Refine Scan's Cython implementation type information and pre-allocations

7890a34f · Brandon T. Willard · Brandon T. Willard · 74fb5433 · 7890a34f · 7890a34f
--- a/aesara/scan/c_code/scan_perform.c
+++ b/aesara/scan/c_code/scan_perform.c
--- a/aesara/scan/op.py
+++ b/aesara/scan/op.py
@@ -1542,6 +1542,10 @@ class Scan(Op, ScanMethodsMixin, HasInnerGraph):
            cython_mintaps = np.asarray(self.mintaps, dtype="int32")
+            n_outs = self.info.n_mit_mot + self.info.n_mit_sot + self.info.n_sit_sot
+            cython_pos = np.zeros(n_outs + self.info.n_nit_sot, dtype=np.int32)
+            cython_store_steps = np.zeros(n_outs + self.info.n_nit_sot, dtype=np.int32)
            tap_array_len = tuple(
                len(x)
                for x in chain(
@@ -1551,22 +1555,21 @@ class Scan(Op, ScanMethodsMixin, HasInnerGraph):
                )
            )
-            cython_vector_seqs = np.asarray(self.vector_seqs, dtype="int32")
+            cython_vector_seqs = np.asarray(self.vector_seqs, dtype=bool)
-            cython_vector_outs = np.asarray(self.vector_outs, dtype="int32")
+            cython_vector_outs = np.asarray(self.vector_outs, dtype=bool)
            cython_mitmots_preallocated = np.asarray(
-                self.mitmots_preallocated, dtype="int32"
+                self.mitmots_preallocated, dtype=bool
            )
+            cython_outs_is_tensor = np.asarray(outs_is_tensor, dtype=bool)
-            cython_outs_is_tensor = np.asarray(outs_is_tensor, dtype="int32")
            if self.destroy_map:
                cython_destroy_map = [
                    x in self.destroy_map for x in range(len(node.outputs))
                ]
            else:
-                cython_destroy_map = [0 for x in range(len(node.outputs))]
+                cython_destroy_map = [False for x in range(len(node.outputs))]

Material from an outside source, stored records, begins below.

PR #277, opened 2021-03-08
[loki-distributed] Ease storage config

ubergesundheit:
This PR tries to ease the configuration of storage for the loki-distributed chart.


unguiculus:
While the chart provides a reasonable config out of the box, you will most likely have to tweak and adapt it in various places. With your change, you're exposing a limited set of options to be configured directly. One could ask: Why only Azure and AWS? And why only a subset of S3 options, etc? That being said, this PR would open a can of worms. One could create similar PRs for any kind of config option. This wouldn't make sense and pollute the chart. If you seriously want to use Loki, you have to really roll your own config and know what you do. It's a design decision that the chart is not going to expose individual config options.

PR #279, opened 2021-03-08
[promtail] Disable __path__ override when config.hash annotation is not present

thlacroix:
Since https://github.com/grafana/helm-charts/pull/202, with the default config, promtail sends duplicate logs for pods with container of the same name running on the same host. See this fix and the discussion above for the technical details: https://github.com/grafana/helm-charts/pull/202#commitcomment-47148139

This PR uses @shkrid fix (thanks by the way), which adds a check that the `kubernetes.io/config.hash` annotation is present before replacing.

This might also fix https://github.com/grafana/loki/issues/3443


shkrid (approved):

unguiculus (approved):
Thanks. LGTM

PR #283, opened 2021-03-09
[promtail] fix extraPorts NetworkPolicy

tomasz-kuzemko:
The *-egress-extra-ports NetworkPolicy was always declared
regardless of the value of .Values.networkPolicy.enabled.
This commit fixes this behavior to declare the policy
only if network policies are enabled for the chart.

Signed-off-by: Tomasz Kuzemko <tomasz@kuzemko.net>


czunker (approved):
Good catch. Thank you.

unguiculus (approved):
Thanks.

PR #286, opened 2021-03-11
[tempo] Adding missing STS ports

jtyr:
This PR is adding missing ports for the Tempo `StatefulSet`. Without this, the Service cannot receive messages from any application.


joe-elliott (approved):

-            cython_destroy_map = np.asarray(cython_destroy_map, dtype="int32")
+            cython_destroy_map = np.asarray(cython_destroy_map, dtype=bool)
            inner_input_storage = [s.storage for s in self.fn.input_storage]
            inner_output_storage = [s.storage for s in self.fn.output_storage]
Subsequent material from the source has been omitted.